Here’s the code for both cases:

InputStream:

String path = “InfoForSite0005.rtf”;
try (InputStream inputStream = new FileInputStream(path)) {

FileFormatUtil.detectFileFormat(inputStream);
} catch (Exception e) {
throw new RuntimeException();
}

Filepath:

String path = “InfoForSite0005.rtf”;
FileFormatUtil.detectFileFormat(path);

Can you check this?

Thanks,
Zeljko

Hi Zeljko,


Thanks for your inquiry. I have tested the scenario using Eclipse IDE with following heap size but unable to notice OutOfMemory exception. Please share some more details to reproduce the issue.


-Xms32m

-Xmx64m


Please note memory usage is completely dependent on document size and document complexity. Usually, Aspose.Words needs 10 times more memory than the original document size to build its DOM in the memory. It is recommended to set heap space -Xmx to 2048, to process most of the documents successful.

Furthermore, Aspose Words needs two times more memory to load document from stream as compared to file path. It uses two-way scrollable stream to read DOC, RTF and few other formats. Therefore, it copies source input stream into internal stream. Document’s constructor contract does not allow to close source stream. So stream constructor uses more memory than file path constructor.

Regards,

Hi,
You said:

tilal.ahmad:
Aspose Words needs two times more memory to load document form stream as compared to file path.

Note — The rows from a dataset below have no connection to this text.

PR #3893, opened 2026-09-20
test(driver): reject private imports after package cache reuse

yaseralnajjar:
A cached successful package check must not conceal an edit that imports a symbol through a private dependency module. Add an independent regression using actual Cargo metadata from an app package cwd and a local dependency: warm and restore legitimate importer checks, reject the private import with SIFR-PACKAGE-0203 identically in warm, fresh and empty-cache checks, then restore the public import and prove eligible reuse recovers.

No production defect was demonstrated; this closes only DXF1-F2's negative-evidence gap. The initial unsupported bare-import probe is retained as failed test-construction evidence.

Validation on Rust 1.98.1, default features, the existing private target and two jobs: formatting, diff, file-size and HIR guards passed; the exact new selector listed one test and passed; all four package_reuse_tests passed. Scoped remote Opus review: SATISFIED, no blockers, exact candidate 2f3dfadda5ab0c0498ea7f32b0d616eb6dddec31; https://github.com/sifr-lang/sifr/pull/3893#issuecomment-5753285448. No monolithic/performance gate is claimed; existing CI/Windows/cold-host/determinism owners remain unchanged.


yaseralnajjar:
**Verdict: SATISFIED**

Blocking findings:
- None.

Evidence checked against the fixed acceptance (`crates/sifr_driver/src/project_cache/package_reuse_tests.rs:344-410`):
- Real authority: `package()` (line 66) shells `cargo metadata --offline` from the app cwd and builds the actual `derive_package_graph` + `PackageSourceMap`; the private entrypoint is rebuilt after the edit (line 371), so no stale graph/token conceals resolver state. `dep/src/hidden.sifr` is materially created (line 351) before the first publish, so visibility — not a missing module — is what is exercised. Default-private semantics match the emitter contract in `crates/sifr_package/src/diag/mod.rs:303-325` and the existing driver test `crates/sifr_driver/src/tests/package_visibility_tests.rs:5`.
- Warm legitimate baseline then eligible body edit proving importer restoration: lines 356-364 with `assert_reused` (line 145) pinning `middle.sifr`/`main.sifr` as `restored` and the edited helper as `computed`.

Is this also the case with Aspose.Slides, Aspose.Diagram and Aspose.Cells?

Thanks,
Zeljko.

Zeljko:

Is this also the case with Aspose.Slides, Aspose.Diagram and Aspose.Cells?
Hi Zeljko,

Thanks for contacting support.

If you are facing similar issues while using above mentioned API’s, please share the input documents, so that we can test the scenario in our environment. We are sorry for this inconvenience.

Hi,

I don’t have any specific files, i just need information about memory usage(difference in loading document from stream and from path) in mentioned API’s.

Thanks,
Zeljko.

Zeljko:
Hi,

I don’t have any specific files, i just need information about memory usage(difference in loading document from stream and from path) in mentioned API’s.
Hi Zeljko,

Thanks for contacting support.

When loading the files through Stream object or even when accessing them from certain location on file system, the complete document is loaded inside Memory so that further manipulation is performed. However it is not necessary that every time these API’s load the input file, an exception or error is generated, because the scenario varies from document to document, as it depends upon the structure and complexity of input file.

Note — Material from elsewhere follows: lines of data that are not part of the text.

PR #3895, opened 2026-09-20
Reconcile strict Clippy for affected DXF targets

yaseralnajjar:
DXF.2/3 introduced two strict-Clippy failures in project-cache report aggregation and borrowed-record reuse. Borrow the report and pass the existing record reference directly. Reconcile the affected Rust packages and inline test configurations with mechanical test lint fixes, preserving assertions and evidence output. The NUL-count assertion uses the already pinned workspace memchr crate as a dev dependency; Cargo.lock adds only that dependency edge.

Validation: Rust 1.98.1, default features, existing private target and two jobs; strict Clippy for sifr_syntax/sifr_frontend/sifr_driver/sifr_lsp all targets, sifr production binary, and its explicit test profile (verified rustc --test). Formatting, source-size/HIR, diff and documentation guards. Two exact targeted assertions cover byte counting/cancellation and trace boundary lengths.

The broader attempted all-target selection exposed 46 pre-existing unwrap warnings in the unrelated formatter integration target. The new owning record preserves those failures and its next action; this PR does not claim workspace-wide lint qualification. The original suspected ReadDir.into_iter warning was not observed and is not patched. Cold-host CI performance, interrupted determinism and Windows portability remain separately recorded.


yaseralnajjar:
Verdict: SATISFIED

Blocking findings:
- none

Follow-up findings:
- pre-existing issue: `crates/sifr/tests/formatter_discovery.rs` (46 `unwrap_used` errors, lines 7–221) remains unqualified; it is a distinct unchanged standalone integration target, correctly excluded from the final selection and recorded with an exact next action in `plans/issues/active/ad-hoc-formatter-integration-test-lints.md`. No workspace/all-target clean claim is made anywhere in the record.
- infrastructure issue: the final `clippy-core.log` and `clippy-core-final.log` are a fully-cached replay (single `Finished` line, no unit output), so the four core packages' all-target cleanliness rests on the earlier compiling run `preflight/clippy-cleanup-corrected.log`, which compiled `sifr_syntax`/`sifr_frontend`/`sifr_driver`/`sifr_lsp` and failed only on the excluded formatter integration target. The chain holds and the input identity is bound by `candidate-inputs.json`, but the strongest positive evidence is the preflight log, not the named final one.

In case you encounter any issue while using our APIs, please share the sample files, so that we can further investigate them in our environment.

Hi,

You said this regarding, Aspose.Words :

tilal.ahmad:


So stream constructor uses more memory than file path constructor.



I just need confirmation that this is the case with all API’s ( Aspose.Slides, Aspose.Diagram and Aspose.Cells)

Thanks,
Zeljko.

Zeljko:


I just need confirmation that this is the case with all API’s ( Aspose.Slides, Aspose.Diagram and Aspose.Cells)
Hi,

When loading a document from either Stream object or accessing the file through directory structure, the amount of memory required remains same for above mentioned API’s. However we are further looking into related details and will keep you updated with our findings.

Zeljko:

Is this also the case with Aspose.Slides, Aspose.Diagram and Aspose.Cells?
Hi Zeljko,

Thanks for your patience.

I have further discussed the scenarios with related teams and specified below are the comments.

Aspose.Cells

Aspose.Cells may use more memory when getting the document from streams. But there is very minor difference for the used memory for loading a workbook from file or when loading it from a stream. Furthermore, as you know, when the stream is built in memory by a user, such as he builds one ByteArrayInputStream(java) or MemoryStream(.NET) first, and then uses it to load the workbook, so such scenarios causes certain memory cost and the total memory for his program will be sure a bit more high.

Aspose.Slides

The loading from stream utilizes little more resources as compared to loading from disc. As you know, our Java APIs are ported from .NET, so when we use Stream in .NET, the streams are bidirectional and we can seek, read and write. However, in case of Java, we have internal Aspose.MS library that mimics the .NET behavior of bidirectional streams as we have separate input and output streams. This is in fact a limitation or issue but internal implementation of API is such owing to AutoPorting Java from .NET release. Also, when we are loading the files from disc, using .NET API, it’s respective porting to Java is same and there is no internal overhead. So, for this reason, loading from disc in Java consumes less memory then loading from Inputstream.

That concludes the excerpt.